Task to carry out: Could you copy each line of the listing that holds "itself"?

Excerpted records:
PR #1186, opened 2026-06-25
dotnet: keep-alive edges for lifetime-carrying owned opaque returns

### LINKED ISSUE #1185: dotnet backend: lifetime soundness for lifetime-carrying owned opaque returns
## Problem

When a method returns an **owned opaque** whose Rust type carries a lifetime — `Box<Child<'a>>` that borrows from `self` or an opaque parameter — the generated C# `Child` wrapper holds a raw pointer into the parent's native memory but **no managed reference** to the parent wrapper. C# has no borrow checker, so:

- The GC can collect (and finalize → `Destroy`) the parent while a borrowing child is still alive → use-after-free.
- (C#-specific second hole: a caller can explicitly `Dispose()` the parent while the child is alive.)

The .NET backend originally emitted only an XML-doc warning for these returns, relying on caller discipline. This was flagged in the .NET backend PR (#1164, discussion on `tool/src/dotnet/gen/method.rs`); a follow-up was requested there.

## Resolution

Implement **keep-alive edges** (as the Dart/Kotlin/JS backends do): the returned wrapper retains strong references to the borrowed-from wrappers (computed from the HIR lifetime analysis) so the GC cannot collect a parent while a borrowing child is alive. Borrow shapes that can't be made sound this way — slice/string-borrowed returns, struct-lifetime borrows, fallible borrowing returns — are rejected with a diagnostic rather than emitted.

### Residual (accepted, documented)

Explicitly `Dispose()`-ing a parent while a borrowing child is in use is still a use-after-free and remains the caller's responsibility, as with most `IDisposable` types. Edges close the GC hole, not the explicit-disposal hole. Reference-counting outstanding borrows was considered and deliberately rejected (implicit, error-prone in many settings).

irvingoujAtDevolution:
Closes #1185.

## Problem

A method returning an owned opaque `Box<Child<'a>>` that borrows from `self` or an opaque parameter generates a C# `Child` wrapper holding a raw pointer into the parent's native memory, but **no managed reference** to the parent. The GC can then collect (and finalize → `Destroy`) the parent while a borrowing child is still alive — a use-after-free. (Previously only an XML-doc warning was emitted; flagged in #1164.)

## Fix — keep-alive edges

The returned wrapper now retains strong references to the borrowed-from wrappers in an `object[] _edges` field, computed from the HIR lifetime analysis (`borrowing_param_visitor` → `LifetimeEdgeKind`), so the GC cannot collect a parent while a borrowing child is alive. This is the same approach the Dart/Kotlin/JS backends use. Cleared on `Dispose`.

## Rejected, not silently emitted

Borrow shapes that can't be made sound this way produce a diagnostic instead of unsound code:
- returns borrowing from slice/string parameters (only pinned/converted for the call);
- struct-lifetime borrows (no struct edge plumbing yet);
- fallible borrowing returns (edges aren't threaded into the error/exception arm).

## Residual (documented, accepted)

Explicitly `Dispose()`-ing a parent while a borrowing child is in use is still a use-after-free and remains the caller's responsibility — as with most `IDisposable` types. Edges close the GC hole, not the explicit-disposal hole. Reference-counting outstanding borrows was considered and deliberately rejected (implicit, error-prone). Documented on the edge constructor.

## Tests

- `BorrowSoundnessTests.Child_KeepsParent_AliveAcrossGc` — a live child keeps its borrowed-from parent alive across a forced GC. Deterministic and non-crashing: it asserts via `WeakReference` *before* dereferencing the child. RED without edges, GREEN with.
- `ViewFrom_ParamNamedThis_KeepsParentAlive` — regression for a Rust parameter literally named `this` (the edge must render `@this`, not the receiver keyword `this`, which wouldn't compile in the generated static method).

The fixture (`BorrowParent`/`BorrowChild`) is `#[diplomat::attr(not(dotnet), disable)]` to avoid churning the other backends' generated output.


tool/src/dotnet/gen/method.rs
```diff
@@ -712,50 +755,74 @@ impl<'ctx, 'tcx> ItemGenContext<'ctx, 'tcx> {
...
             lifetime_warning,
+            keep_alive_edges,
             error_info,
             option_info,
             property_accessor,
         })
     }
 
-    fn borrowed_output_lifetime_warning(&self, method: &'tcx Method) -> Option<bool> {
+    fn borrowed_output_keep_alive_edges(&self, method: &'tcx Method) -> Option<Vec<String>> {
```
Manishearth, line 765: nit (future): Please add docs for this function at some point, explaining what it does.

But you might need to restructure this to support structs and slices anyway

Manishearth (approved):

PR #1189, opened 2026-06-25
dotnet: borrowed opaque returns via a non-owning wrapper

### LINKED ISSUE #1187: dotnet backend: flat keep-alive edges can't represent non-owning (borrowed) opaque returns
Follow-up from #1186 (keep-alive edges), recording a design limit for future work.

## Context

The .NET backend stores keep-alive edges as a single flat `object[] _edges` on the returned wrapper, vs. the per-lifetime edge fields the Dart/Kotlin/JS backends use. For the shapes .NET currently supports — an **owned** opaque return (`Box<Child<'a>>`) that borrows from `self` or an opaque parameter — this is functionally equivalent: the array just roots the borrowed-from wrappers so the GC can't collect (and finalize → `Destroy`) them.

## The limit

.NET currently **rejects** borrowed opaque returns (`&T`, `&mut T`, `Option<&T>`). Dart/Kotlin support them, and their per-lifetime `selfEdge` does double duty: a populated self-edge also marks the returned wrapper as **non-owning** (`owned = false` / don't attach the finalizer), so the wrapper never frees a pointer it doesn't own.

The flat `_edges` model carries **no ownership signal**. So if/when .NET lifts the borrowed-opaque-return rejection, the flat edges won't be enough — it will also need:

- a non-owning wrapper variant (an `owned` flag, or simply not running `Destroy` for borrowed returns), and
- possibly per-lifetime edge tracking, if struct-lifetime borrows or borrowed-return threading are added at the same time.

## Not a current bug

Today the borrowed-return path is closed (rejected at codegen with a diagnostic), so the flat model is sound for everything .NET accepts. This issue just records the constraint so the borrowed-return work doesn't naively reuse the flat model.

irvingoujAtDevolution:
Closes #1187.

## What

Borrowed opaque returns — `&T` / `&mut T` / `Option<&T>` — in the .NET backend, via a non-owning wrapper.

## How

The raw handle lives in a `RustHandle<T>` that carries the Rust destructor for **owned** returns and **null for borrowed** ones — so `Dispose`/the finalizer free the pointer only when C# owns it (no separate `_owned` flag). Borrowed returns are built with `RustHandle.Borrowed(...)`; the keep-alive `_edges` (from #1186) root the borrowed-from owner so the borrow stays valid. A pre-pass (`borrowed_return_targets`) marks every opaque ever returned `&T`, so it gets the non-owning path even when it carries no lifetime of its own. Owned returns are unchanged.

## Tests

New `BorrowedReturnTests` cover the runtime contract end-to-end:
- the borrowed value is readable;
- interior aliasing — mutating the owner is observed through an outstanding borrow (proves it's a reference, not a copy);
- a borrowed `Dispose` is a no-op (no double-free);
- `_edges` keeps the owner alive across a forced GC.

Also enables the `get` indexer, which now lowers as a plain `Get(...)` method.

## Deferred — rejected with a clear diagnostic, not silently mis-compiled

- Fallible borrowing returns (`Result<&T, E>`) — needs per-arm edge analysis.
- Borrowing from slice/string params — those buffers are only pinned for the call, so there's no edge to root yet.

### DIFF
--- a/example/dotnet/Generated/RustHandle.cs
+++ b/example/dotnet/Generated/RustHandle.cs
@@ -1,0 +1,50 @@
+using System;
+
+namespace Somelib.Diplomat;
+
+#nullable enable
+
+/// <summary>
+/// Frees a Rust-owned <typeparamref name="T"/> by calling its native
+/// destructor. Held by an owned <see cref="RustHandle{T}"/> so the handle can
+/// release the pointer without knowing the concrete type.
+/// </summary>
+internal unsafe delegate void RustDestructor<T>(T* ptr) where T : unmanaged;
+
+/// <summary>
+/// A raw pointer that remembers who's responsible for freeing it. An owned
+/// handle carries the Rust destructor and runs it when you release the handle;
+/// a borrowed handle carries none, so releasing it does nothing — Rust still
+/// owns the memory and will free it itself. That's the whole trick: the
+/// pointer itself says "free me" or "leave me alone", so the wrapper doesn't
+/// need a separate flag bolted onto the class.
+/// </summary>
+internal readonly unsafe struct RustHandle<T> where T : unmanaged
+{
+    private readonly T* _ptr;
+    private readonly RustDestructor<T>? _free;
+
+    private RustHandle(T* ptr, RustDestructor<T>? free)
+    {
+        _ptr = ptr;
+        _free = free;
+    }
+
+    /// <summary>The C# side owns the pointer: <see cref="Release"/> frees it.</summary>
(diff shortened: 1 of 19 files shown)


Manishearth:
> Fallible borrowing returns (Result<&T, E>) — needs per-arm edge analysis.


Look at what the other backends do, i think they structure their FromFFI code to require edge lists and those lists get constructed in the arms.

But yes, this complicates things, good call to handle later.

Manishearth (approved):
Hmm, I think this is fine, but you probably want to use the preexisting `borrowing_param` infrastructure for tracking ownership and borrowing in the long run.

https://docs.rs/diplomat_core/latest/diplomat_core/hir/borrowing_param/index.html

--

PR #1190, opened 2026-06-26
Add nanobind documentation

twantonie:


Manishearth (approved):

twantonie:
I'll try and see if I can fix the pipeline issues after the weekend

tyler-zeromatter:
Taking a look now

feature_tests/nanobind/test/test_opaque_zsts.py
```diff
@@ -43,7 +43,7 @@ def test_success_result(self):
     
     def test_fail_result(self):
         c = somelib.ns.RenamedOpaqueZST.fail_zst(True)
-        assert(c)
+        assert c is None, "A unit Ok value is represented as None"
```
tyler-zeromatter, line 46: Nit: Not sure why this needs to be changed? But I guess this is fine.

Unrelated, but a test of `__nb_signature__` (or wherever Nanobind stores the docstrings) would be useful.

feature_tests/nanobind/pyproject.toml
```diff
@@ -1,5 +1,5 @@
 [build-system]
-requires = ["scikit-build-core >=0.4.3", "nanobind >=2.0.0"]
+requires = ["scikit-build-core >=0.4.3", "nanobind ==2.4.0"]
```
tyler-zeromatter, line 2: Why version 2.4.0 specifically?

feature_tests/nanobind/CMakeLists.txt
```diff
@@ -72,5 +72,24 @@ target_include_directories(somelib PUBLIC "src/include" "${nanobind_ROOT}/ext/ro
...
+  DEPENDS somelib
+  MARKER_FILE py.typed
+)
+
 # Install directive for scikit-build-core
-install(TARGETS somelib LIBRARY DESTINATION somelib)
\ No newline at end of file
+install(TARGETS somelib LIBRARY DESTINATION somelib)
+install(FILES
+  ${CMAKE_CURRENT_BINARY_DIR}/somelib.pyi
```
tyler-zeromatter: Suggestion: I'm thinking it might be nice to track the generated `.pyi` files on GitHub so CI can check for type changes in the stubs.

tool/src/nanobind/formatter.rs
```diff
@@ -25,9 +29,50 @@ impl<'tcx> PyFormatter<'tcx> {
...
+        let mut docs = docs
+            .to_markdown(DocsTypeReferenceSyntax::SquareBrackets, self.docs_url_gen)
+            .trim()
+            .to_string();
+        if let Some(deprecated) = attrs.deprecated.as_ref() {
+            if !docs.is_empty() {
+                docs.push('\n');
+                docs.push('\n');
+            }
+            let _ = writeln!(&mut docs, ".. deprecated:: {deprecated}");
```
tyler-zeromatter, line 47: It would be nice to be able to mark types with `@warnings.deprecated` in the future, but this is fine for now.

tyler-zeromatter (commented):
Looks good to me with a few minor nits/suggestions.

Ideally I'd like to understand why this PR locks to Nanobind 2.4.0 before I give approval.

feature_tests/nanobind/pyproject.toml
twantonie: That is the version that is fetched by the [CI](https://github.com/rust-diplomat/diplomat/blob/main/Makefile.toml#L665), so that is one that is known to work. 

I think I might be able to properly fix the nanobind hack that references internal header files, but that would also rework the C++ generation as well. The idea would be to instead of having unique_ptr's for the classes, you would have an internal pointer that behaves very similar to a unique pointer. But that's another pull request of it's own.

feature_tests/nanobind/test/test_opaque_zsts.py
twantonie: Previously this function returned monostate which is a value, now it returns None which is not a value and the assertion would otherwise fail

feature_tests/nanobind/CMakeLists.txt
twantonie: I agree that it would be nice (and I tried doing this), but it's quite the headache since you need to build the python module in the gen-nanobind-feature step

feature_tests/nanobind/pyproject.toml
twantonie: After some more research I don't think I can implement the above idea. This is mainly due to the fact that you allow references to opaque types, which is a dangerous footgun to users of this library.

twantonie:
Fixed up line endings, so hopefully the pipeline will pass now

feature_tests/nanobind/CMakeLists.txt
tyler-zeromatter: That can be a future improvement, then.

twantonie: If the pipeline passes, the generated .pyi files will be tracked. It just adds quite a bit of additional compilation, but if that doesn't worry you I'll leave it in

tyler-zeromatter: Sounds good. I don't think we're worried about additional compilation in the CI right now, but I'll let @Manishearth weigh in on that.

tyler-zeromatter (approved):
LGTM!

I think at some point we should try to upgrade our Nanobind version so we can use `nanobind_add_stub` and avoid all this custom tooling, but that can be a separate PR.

Solution for this exercise:
+/// owns the memory and will free it itself. That's the whole trick: the
+/// pointer itself says "free me" or "leave me alone", so the wrapper doesn't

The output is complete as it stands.